[Information provided — start]
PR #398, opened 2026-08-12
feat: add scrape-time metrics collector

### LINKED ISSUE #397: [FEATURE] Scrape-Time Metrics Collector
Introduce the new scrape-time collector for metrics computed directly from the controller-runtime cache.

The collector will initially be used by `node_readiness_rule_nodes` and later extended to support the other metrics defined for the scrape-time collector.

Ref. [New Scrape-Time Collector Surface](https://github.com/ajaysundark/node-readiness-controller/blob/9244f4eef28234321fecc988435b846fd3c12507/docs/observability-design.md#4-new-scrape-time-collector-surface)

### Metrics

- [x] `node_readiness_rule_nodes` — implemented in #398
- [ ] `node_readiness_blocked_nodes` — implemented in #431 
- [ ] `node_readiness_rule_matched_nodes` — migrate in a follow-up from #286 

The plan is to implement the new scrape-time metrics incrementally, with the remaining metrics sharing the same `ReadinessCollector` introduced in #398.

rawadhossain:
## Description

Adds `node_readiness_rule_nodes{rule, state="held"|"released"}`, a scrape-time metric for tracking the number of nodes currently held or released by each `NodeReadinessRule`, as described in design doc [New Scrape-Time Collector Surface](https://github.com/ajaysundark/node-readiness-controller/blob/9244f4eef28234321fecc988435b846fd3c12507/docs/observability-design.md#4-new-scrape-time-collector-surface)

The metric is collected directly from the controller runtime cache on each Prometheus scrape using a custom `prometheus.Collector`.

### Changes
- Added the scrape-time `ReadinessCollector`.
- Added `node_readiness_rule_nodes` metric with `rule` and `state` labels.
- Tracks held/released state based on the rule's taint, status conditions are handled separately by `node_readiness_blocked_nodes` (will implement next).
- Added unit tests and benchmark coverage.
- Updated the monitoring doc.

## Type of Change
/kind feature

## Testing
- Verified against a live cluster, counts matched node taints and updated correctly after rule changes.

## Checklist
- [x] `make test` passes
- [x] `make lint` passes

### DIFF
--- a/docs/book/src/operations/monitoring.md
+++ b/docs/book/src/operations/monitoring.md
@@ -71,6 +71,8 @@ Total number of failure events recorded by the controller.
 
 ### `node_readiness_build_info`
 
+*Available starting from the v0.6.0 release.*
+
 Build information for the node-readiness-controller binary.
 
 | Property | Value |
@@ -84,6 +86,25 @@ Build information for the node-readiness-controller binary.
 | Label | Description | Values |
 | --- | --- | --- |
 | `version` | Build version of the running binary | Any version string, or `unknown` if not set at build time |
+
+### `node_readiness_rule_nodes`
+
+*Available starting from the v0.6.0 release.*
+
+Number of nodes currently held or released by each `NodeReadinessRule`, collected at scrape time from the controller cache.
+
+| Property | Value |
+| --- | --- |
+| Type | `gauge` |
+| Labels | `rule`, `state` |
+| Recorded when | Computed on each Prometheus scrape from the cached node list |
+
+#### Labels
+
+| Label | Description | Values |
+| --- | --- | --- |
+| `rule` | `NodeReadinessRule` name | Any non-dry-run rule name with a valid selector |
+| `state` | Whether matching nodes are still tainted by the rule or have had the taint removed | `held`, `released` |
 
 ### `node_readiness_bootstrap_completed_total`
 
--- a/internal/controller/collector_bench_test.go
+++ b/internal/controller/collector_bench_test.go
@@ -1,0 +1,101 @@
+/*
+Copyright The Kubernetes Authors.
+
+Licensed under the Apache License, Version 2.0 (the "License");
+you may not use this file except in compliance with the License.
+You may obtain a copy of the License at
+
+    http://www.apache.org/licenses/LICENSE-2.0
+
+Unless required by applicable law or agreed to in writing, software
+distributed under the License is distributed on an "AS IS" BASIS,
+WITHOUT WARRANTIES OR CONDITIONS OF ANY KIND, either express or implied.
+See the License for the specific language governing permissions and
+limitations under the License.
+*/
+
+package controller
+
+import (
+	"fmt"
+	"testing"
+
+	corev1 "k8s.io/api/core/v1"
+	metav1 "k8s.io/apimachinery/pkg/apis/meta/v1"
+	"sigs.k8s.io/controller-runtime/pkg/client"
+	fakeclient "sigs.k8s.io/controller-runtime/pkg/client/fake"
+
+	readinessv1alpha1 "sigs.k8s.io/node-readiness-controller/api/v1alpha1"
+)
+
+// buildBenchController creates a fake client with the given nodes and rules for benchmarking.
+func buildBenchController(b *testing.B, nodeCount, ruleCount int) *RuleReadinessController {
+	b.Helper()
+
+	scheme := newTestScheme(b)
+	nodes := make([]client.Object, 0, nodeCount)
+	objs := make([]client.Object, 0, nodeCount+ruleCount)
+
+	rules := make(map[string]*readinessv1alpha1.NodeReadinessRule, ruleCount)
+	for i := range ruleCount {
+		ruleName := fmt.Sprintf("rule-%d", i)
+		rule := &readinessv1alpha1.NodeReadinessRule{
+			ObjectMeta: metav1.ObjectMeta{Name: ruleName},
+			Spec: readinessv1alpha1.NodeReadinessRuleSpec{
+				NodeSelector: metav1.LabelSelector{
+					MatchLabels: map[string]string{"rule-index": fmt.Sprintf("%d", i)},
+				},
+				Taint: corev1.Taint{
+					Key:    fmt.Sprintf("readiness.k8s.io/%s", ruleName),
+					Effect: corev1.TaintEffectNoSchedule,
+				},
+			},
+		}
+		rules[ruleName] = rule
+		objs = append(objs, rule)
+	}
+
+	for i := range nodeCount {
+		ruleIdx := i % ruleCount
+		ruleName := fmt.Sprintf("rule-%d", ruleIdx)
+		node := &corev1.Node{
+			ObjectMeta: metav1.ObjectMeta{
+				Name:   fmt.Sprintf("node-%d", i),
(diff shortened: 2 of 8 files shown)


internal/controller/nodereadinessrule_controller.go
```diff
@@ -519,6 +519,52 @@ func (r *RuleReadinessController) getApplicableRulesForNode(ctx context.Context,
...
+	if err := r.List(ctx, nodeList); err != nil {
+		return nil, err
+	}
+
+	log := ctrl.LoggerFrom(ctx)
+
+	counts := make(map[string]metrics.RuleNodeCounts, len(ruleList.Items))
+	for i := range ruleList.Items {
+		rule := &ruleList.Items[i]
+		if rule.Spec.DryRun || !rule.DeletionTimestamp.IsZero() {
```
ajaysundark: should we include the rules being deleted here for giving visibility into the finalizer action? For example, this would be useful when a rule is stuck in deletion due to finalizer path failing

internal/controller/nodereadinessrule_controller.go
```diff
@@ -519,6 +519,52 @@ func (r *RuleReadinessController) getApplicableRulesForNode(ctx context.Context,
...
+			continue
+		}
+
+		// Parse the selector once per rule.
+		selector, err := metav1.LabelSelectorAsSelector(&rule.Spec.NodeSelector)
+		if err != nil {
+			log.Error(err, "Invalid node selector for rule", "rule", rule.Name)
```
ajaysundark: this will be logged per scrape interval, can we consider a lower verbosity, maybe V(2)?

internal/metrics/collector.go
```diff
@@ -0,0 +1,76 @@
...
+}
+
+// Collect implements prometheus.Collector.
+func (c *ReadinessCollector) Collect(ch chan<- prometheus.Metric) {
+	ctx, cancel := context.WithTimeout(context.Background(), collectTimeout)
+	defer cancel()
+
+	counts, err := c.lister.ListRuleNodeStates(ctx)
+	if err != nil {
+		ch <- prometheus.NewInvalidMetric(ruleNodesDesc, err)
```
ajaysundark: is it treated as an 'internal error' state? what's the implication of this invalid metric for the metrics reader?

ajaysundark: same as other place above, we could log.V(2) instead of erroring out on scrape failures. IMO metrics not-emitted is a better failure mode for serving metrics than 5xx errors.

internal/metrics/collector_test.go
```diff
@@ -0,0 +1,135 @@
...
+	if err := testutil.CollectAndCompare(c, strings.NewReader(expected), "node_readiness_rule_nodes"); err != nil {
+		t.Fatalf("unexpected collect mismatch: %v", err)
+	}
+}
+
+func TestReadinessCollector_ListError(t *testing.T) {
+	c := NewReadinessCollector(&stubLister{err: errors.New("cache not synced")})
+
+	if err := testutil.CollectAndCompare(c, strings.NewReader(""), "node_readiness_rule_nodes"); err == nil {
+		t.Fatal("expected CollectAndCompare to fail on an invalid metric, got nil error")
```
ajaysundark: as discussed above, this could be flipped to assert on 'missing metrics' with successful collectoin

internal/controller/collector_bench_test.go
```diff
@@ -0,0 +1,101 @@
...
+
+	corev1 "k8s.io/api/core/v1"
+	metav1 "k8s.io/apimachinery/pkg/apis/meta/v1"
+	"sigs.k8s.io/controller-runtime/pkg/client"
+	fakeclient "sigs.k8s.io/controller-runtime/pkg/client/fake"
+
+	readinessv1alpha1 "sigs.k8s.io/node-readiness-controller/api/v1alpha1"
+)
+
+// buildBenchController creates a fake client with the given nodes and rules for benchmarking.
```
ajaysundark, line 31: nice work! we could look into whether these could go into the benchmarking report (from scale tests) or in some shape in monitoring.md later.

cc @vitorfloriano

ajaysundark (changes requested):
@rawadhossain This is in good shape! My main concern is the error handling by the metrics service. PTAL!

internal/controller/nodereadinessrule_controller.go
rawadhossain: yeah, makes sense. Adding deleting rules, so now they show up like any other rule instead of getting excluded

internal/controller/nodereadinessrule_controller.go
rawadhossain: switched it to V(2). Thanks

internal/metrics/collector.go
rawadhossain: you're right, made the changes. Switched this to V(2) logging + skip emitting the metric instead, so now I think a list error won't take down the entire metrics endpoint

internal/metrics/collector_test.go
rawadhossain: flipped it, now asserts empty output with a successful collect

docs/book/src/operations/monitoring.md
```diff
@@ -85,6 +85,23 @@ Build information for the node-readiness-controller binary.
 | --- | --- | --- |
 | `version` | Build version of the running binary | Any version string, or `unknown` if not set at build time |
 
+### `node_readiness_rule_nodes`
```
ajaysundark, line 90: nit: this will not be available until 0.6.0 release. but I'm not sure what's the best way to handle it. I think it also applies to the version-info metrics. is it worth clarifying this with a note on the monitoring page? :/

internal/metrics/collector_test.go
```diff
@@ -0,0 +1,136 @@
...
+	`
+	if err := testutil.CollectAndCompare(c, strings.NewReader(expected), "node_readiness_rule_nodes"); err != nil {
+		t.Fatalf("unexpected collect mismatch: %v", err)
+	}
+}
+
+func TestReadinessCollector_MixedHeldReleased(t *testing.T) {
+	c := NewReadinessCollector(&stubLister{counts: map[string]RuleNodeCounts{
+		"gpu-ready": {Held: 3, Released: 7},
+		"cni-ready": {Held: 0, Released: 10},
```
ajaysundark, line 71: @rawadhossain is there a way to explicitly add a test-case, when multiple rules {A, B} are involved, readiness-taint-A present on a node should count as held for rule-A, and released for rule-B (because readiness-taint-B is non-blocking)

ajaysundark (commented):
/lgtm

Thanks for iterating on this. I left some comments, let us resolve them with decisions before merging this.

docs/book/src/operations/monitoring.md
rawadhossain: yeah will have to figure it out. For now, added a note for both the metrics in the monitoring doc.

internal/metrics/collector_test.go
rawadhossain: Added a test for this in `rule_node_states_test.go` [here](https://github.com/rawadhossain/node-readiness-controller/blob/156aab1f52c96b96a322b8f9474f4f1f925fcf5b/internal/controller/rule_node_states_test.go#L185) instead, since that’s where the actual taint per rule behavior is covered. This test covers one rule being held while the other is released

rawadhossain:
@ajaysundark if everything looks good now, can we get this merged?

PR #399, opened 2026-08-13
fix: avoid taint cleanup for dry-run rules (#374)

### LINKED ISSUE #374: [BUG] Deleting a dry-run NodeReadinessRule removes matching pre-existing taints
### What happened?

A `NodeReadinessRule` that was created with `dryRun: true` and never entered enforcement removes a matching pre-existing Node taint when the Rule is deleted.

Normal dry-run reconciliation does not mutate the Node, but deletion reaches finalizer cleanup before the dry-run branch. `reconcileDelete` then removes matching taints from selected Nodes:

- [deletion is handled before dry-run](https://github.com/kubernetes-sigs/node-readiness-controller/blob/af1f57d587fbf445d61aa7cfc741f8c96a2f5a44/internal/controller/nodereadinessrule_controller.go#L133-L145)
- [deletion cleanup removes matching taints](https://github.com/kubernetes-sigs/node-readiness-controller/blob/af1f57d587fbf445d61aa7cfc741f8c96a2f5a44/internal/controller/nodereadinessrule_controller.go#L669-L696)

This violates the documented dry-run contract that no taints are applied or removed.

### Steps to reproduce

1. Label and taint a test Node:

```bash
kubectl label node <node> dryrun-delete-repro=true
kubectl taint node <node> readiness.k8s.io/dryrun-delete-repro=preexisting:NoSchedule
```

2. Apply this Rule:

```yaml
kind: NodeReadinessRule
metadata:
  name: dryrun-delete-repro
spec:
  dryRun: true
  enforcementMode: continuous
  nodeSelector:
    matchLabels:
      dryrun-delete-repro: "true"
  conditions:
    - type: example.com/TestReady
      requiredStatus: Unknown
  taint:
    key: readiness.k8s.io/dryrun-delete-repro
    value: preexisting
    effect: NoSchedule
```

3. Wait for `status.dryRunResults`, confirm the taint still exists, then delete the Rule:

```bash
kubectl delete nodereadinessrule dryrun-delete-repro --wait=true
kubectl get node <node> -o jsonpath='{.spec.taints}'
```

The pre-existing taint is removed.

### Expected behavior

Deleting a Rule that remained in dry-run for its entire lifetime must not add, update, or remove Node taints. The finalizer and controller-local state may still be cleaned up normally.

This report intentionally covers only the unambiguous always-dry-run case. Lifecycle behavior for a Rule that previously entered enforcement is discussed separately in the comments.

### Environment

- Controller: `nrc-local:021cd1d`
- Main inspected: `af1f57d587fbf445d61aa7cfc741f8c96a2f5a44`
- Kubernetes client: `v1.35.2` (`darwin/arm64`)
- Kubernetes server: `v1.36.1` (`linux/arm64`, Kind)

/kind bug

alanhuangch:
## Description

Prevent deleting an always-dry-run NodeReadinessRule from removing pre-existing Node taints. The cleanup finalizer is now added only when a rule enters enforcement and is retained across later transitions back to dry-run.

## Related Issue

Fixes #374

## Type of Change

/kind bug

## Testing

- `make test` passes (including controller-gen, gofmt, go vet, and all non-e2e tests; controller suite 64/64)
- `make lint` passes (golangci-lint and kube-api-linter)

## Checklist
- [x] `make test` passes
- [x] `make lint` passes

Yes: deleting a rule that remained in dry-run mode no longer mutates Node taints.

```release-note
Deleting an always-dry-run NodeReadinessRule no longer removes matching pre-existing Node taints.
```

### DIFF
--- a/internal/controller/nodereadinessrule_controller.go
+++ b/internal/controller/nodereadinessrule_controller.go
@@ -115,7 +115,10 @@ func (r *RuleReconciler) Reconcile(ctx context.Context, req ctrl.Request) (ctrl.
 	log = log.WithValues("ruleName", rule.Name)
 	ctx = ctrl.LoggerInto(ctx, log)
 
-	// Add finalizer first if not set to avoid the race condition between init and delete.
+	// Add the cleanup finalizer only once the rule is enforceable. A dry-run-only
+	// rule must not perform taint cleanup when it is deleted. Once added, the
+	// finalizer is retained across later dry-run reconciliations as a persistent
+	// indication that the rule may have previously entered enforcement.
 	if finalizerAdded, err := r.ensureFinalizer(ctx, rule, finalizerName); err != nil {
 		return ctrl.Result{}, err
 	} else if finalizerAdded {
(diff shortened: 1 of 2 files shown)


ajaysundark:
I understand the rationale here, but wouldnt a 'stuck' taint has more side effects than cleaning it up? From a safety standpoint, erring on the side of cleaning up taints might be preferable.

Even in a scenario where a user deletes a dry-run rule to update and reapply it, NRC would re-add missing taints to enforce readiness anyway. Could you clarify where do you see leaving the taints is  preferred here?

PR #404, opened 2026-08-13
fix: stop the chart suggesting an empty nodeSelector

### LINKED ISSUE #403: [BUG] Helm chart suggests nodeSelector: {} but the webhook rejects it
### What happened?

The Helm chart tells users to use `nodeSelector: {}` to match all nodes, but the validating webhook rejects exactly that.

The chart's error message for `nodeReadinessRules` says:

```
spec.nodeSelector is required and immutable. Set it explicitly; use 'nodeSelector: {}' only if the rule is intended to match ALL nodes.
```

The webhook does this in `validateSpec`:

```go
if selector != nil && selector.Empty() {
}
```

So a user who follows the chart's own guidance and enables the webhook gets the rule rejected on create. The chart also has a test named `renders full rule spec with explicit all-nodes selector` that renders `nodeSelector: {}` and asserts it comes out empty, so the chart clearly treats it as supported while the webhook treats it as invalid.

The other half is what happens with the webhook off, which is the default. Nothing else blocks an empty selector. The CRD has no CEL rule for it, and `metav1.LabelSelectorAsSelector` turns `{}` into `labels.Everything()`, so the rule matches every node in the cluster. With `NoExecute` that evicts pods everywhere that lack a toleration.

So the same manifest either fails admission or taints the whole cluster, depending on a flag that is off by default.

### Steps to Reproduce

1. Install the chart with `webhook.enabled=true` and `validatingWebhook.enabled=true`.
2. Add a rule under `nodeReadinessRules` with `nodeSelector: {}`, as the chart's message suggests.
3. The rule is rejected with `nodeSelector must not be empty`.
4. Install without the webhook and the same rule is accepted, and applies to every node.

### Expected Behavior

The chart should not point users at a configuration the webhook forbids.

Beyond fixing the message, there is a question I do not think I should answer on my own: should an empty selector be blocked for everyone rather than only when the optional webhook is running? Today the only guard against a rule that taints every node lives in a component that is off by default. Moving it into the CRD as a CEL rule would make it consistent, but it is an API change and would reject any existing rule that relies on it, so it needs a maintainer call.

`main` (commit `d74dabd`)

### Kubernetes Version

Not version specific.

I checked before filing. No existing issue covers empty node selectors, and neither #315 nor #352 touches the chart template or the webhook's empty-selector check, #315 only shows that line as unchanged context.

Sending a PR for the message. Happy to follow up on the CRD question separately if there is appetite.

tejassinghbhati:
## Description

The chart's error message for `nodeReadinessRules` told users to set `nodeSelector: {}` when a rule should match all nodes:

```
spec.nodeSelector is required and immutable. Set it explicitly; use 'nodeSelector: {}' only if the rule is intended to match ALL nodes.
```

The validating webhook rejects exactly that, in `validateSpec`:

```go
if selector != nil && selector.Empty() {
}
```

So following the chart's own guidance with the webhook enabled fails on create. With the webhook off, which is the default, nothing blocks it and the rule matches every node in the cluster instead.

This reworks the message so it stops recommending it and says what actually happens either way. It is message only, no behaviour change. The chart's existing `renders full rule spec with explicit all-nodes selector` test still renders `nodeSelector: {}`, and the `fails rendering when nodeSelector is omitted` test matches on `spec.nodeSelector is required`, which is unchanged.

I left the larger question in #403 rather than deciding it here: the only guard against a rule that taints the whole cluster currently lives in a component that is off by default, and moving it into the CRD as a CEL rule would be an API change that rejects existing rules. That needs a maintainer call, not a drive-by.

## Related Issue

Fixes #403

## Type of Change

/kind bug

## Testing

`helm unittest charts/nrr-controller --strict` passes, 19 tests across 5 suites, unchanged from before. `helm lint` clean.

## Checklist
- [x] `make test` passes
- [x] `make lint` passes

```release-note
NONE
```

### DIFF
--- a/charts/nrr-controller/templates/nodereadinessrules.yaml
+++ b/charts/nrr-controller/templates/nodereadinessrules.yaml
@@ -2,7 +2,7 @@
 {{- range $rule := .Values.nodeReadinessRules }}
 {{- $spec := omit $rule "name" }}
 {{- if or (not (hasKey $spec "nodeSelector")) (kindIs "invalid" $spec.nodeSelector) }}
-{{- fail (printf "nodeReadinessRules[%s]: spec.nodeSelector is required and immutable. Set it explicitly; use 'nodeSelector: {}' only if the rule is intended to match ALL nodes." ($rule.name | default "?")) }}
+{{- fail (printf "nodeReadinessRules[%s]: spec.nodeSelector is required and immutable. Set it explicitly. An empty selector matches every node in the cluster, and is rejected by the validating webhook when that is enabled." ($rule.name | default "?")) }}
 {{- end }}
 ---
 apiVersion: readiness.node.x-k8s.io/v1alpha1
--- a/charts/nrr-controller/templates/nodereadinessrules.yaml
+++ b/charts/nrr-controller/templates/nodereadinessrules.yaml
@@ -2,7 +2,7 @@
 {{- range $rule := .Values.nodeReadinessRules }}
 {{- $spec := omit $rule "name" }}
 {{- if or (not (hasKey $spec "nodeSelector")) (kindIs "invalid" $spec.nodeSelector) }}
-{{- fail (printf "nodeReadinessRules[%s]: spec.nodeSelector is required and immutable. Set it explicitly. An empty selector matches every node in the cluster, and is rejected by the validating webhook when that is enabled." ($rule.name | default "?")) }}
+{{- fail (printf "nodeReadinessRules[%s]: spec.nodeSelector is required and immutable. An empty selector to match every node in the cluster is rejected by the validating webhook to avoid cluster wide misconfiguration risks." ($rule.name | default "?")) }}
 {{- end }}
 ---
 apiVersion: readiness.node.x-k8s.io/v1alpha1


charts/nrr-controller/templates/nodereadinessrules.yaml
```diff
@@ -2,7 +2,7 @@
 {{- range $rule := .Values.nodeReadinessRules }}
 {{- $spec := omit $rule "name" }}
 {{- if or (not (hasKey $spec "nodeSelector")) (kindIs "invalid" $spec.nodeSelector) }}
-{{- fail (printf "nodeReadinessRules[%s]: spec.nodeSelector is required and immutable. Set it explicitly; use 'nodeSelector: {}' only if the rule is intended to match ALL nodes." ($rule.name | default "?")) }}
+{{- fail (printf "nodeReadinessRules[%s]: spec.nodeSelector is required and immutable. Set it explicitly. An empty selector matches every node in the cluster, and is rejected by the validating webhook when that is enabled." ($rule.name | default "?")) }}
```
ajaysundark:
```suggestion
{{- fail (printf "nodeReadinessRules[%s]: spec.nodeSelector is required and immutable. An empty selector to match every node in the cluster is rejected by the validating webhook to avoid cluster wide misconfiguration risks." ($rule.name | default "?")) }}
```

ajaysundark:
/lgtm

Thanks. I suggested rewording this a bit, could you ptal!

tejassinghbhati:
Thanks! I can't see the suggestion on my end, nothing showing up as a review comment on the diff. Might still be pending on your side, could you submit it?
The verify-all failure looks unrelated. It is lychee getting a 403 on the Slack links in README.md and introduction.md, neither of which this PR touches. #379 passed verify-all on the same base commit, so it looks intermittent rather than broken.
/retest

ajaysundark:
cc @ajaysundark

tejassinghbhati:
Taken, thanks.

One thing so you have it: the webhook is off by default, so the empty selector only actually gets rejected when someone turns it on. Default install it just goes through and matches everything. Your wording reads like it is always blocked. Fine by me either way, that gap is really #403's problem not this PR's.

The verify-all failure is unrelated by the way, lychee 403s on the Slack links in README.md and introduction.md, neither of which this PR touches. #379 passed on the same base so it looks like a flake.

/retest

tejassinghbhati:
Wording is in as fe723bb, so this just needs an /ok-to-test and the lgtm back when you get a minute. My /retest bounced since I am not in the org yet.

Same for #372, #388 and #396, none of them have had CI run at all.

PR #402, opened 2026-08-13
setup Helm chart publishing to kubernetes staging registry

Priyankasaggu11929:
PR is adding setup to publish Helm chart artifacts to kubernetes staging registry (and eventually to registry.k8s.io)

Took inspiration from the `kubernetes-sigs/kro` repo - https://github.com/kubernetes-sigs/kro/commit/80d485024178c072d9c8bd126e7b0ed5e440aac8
[Information provided — finish]
* **Your instructions**:
Take every line from the data that includes the word "implemented".

* **Response below**:
- [x] `node_readiness_rule_nodes` — implemented in #398
- [ ] `node_readiness_blocked_nodes` — implemented in #431 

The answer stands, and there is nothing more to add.